Accéder au BIOS ou à l'UEFI d'un PC

Accéder au BIOS ou à l'UEFI d'un PC

Pour régler un problème ou modifier certains paramètres matériels, il faut parfois accéder au BIOS ou à l'UEFI d'un PC. Une manipulation assez simple… quand on connaît la touche à utiliser pour accéder à l'utilitaire de configuration.

Quand on parle d'ordinateur, on pense immanquablement à son système d'exploitation (Windows, macOS, Linux…). Pourtant, il existe un logiciel essentiel au fonctionnement même de la machine qui se cache dans ses entrailles : le BIOS, ou l'UEFI, son successeur plus évolué, utilisé sur les PC récents. Et s'il a vocation à rester totalement invisible au quotidien, il est parfois nécessaire d'y accéder en cas de problème matériel ou de réglage particulier ne pouvant être traité par d'autres voies. L'ennui, c'est que l'accès au BIOS ou à l'UEFI est parfois délicat, d'autant que l'interface qui s'affiche alors a de quoi effrayer les non-initiés par son aspect très technique. Mais avec quelques conseils et précautions, rien de nous empêche d'y faire un tour en cas de besoin, même si c'est par simple curiosité.   

À quoi servent le BIOS et l'UEFI ?

Le BIOS – prononcer « biosse » — est un microprogramme, aussi appelé firmware, en anglais. Comme son nom complet le suggère – BIOS signifiant Basic Input Output System, que l'on peut traduire par « système basique d'entrée-sortie », il s'agit d'un programme « rudimentaire » qui fait office d'intermédiaire entre le matériel et le système d'exploitation. De fait, il est essentiel au fonctionnement du PC. C'est lui, en effet, qui gère tous les composants électroniques, notamment la fréquence de fonctionnement du processeur, les cycles de rafraîchissement de la mémoire vive (la Ram), les accès au système de stockage, les contrôleurs de périphériques, la séquence de démarrage, etc. C'est le premier programme qui se lance quand on allume un PC. Sans lui, un système d'exploitation comme Windows est incapable de détecter et d'utiliser les éléments matériels (internes et externes) de l'ordinateur, et même simplement de se lancer au démarrage !
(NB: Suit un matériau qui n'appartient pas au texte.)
PR #589, opened 2015-05-01
Immutables

### LINKED ISSUE #575: Proposal to reserve "virtuals" member at top level of resource objects
The spec knows "attributes" but not "virtual attributes" (or "derived attributes"). This type of attribute is usually calculated from the values of other attributes of the same resource (or of related resources). 

The problem with these attributes is, that they cannot be updated directly (only by updating the attributes they are derived from), so they are read-only and MUST NOT be used in CREATE/UPDATE requests.

Examples for this type of attribute:
- age (calculated from the date of birth and the current time)
- item total price (calculated from the number of items and the single price)
- order total price (calculated from the total prices of related order items)

The only way to handle this in the current version of the spec is to reply with a "409 Conflict" error, but this error is also used for other conflicts, e.g. with client generated ids. 

This conflict could be easily prevented by excluding the derived attributes from the request - but to be able to do that, the client needs to know which attributes are "virtual".

Suggestion:

Reserve a new member "virtuals" at the top level of resource objects, based on the suggested change #573. They MUST share the same namespace with the other resource attributes.

```
{
  "id": "1",
  "type": "person",
  "attributes": {
    "firstname": "Justin",
    "lastname": "Timberlake",
    "signature": "http://commons.wikimedia.org/wiki/File:Justin_Timberlake_signature.svg",
    "date-of-birth": "1981-01-31"
  },
  "virtuals": {
    "age": 34
  }
}
```

hhware:
Proposing support for members `immutable` in attempt to resolve #575.

I am cutting corners here: this PR in its current form assumes that #588 is accepted, and hence should not go ahead of #588. I want to throw it in anyway because not so much time is left before 1.0.

### DIFF
--- a/format/index.md
+++ b/format/index.md
@@ -30,6 +30,7 @@ for exchanging data.
   - [Compound Documents](#document-structure-compound-documents)
   - [Meta information](#document-structure-meta)
   - [Top-level Links](#document-structure-top-level-links)
+  - [Read-only attributes and relationships](#document-structure-readonly)
 - [Fetching Data](#fetching)
   - [Fetching Resources](#fetching-resources)
   - [Fetching Relationships](#fetching-relationships)
@@ -170,6 +171,8 @@ A document's top level **MAY** also have the following members:
 * `"links"`: URLs related to the primary data.
 * `"included"`: a list of resource objects that are related to the primary data
   and/or each other ("included resources").
+* `"readonly"`: a list, per resource type, of lists of attributes or 
+  relationships of resources of a given type, which cannot be modified by client.
 
 If any of these members appears in the top-level of a response, their values
 **MUST** comply with this specification.
@@ -192,6 +195,8 @@ In addition, a resource object **MAY** contain any of these top-level members:
   relationships (described below).
 * `"meta"`: non-standard meta-information about a resource that can not be
   represented as an attribute or relationship.
+* `"readonly"`: a list of attributes or relationships of the given resource, 
+  which cannot be modified by client.
 
 Here's how an article (i.e. a resource of type "articles") might appear in a document:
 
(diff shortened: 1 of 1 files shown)


hhware:
I think it would be better to use the term `unmodifiable`: their modification via API is not allowed, but their values can be of course changed by server...

cziegenberg:
I'd say that "immutable" is okay, although it doesn't describe the state of the resource object but of its attributes here.

And it's clear, that this is an information for the client only and that it doesn't limit the server in modifying the resource attributes.

bintoro:
There's actually a term for this: "read-only".

cziegenberg:
All words express the same and all still mean that the server can modify it anyway... :)

hhware:
Updated the PR:
- replaced `immutable` with `readonly`
- added 403

hhware:
Updated: added a clause about accuracy for client / resource / moment in time, similar to one in #590.

pixelhandler:
@hhware perhaps this additional spec can be achieved using the meta section of the payload, rather than defining additional structure. I had considered something similar for "protected-attributes" as a sibling of "attributes" but the more I thought about it I'm happy with expressing that level of detail as meta content, see https://github.com/json-api/json-api/issues/575#issuecomment-101510988

hhware:
@pixelhandler, this is what I initially thought about it (https://github.com/json-api/json-api/issues/575#issuecomment-96380083), but then I concluded that it could have broader audience than just one API: `meta` is intended for custom stuff, specific to a given API...

dgeb:
Given that both attributes and relationships may be read-only, I'm opposed to a common bucket that could group both together purely from a structural perspective.

I think it's also important to realize that immutability _can_ be temporal, and that attributes that are read-only at the time of one request may be mutable at a later time due to a resource's change in state.

hhware:
> Given that both attributes and relationships may be read-only, I'm opposed to a common bucket that could group both together purely from a structural perspective.

But on the other hand, they share the namespace. IMHO, this is strong enough commonality to allow them to be listed together in a common bucket. I would no mind separating them in different sub-buckets though, if that helps.

> I think it's also important to realize that immutability can be temporal, and that attributes that are read-only at the time of one request may be mutable at a later time due to a resource's change in state.

Is not it an argument in favor of having such mechanism? Many things about resource _can_ be temporal: its existence, its representation in any given response, immutability of some members. Temporal aspect can be handled via resource versioning.

jelhan:
I think this could be very well solved using an extension available in v1.1. An extension does not require changes to base spec. This should allow experiments and quicker iteration than trying to add it to main spec.

bednic:
I like this 👍

ghost (commented):
https://www.virustotal.com/graph/embed/g80fa9101a8454b6dbf8b1297f4fc474178b2a2fa1a5f4fcc8f0e5d5eb37289b6?theme=dark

L'UEFI – pour Unified Extensible Firmware Interface – est une version moderne du BIOS qu'il remplace sur les ordinateurs récents. Il joue le même rôle, mais en offrant davantage de fonctions et de réglages, et, surtout, en affichant une interface beaucoup plus conviviale (voir plus bas). On peut même considérer l'UEFI comme un mini système d'exploitation. Comme le BIOS, il est essentiel au fonctionnement d'un PC et c'est le premier programme qui se lance au démarrage de l'ordinateur.

En pratique, le BIOS et l'UEFI sont logés sur la carte mère, la grande carte électronique qui contient et accueille tous les composants du PC (processeur, mémoire, contrôleurs, connecteurs d'extension, prises, etc.), dans une mémoire flash – une puce. Cette mémoire peut être reprogrammée pour accueillir des mises à jour, le BIOS et l'UEFI étant susceptible d'évoluer pour corriger des bugs ou apporter de nouvelles fonctions, comme tout logiciel. On dit alors qu'on flashe le firmware. Par ailleurs, le BIOS et l'UEFI sont paramétrables : leurs réglages sont conservés dans une mémoire volatile alimentée par une pile ronde et plate située sur la carte mère – pile qui dure plusieurs années, mais qu'il faut changer, quand les paramètres personnalisés s'effacent.     

Quelles sont les différences entre le BIOS et l'UEFI ?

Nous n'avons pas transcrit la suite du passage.